- Problem details:
Each entry should be written out once more, exactly as given below.

- Supplied material:
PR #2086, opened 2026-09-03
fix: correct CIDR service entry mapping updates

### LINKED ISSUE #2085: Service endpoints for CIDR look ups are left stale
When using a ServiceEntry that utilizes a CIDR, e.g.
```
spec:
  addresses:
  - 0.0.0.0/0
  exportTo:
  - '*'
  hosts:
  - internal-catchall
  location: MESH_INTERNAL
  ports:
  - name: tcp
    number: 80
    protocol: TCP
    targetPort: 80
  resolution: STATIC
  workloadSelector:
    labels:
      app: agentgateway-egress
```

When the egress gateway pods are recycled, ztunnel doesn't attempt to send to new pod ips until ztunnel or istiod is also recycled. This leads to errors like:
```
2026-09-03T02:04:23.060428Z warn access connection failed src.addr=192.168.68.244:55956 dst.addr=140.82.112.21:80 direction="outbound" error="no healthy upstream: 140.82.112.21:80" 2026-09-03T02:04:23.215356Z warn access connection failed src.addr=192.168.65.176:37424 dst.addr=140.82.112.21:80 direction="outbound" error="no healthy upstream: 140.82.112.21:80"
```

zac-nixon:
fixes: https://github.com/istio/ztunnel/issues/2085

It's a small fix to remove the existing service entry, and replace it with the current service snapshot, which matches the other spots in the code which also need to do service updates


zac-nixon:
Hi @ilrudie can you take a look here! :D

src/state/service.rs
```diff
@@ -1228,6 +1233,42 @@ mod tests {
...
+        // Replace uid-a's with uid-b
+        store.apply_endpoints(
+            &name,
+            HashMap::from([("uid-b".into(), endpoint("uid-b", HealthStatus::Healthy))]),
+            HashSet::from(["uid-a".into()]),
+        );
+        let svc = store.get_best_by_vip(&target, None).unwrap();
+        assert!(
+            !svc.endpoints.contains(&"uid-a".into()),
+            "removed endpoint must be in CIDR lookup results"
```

- Reply:
PR #2086, opened 2026-09-03
fix: correct CIDR service entry mapping updates

### LINKED ISSUE #2085: Service endpoints for CIDR look ups are left stale
When using a ServiceEntry that utilizes a CIDR, e.g.
```
spec:
  addresses:
  - 0.0.0.0/0
  exportTo:
  - '*'
  hosts:
  - internal-catchall
  location: MESH_INTERNAL
  ports:
  - name: tcp
    number: 80
    protocol: TCP
    targetPort: 80
  resolution: STATIC
  workloadSelector:
    labels:
      app: agentgateway-egress
```

When the egress gateway pods are recycled, ztunnel doesn't attempt to send to new pod ips until ztunnel or istiod is also recycled. This leads to errors like:
```
2026-09-03T02:04:23.060428Z warn access connection failed src.addr=192.168.68.244:55956 dst.addr=140.82.112.21:80 direction="outbound" error="no healthy upstream: 140.82.112.21:80" 2026-09-03T02:04:23.215356Z warn access connection failed src.addr=192.168.65.176:37424 dst.addr=140.82.112.21:80 direction="outbound" error="no healthy upstream: 140.82.112.21:80"
```

zac-nixon:
fixes: https://github.com/istio/ztunnel/issues/2085

It's a small fix to remove the existing service entry, and replace it with the current service snapshot, which matches the other spots in the code which also need to do service updates


zac-nixon:
Hi @ilrudie can you take a look here! :D

src/state/service.rs
```diff
@@ -1228,6 +1233,42 @@ mod tests {
...
+        // Replace uid-a's with uid-b
+        store.apply_endpoints(
+            &name,
+            HashMap::from([("uid-b".into(), endpoint("uid-b", HealthStatus::Healthy))]),
+            HashSet::from(["uid-a".into()]),
+        );
+        let svc = store.get_best_by_vip(&target, None).unwrap();
+        assert!(
+            !svc.endpoints.contains(&"uid-a".into()),
+            "removed endpoint must be in CIDR lookup results"
```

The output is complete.